### Exercise requirements:
In the listing below, find the line with "Replace deprecated inspect.formatargspec" and the line with "is deprecated since". Repeat those two lines and all lines between them exactly.

### Material for this exercise:
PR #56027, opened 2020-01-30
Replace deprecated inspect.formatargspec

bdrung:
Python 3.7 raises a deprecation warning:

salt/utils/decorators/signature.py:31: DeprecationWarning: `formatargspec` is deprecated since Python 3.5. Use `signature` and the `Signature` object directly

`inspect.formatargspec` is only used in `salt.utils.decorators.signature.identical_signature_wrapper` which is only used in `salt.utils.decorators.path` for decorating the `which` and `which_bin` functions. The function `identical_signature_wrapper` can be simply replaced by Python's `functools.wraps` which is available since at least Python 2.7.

### Your response:
Replace deprecated inspect.formatargspec

bdrung:
Python 3.7 raises a deprecation warning:

salt/utils/decorators/signature.py:31: DeprecationWarning: `formatargspec` is deprecated since Python 3.5. Use `signature` and the `Signature` object directly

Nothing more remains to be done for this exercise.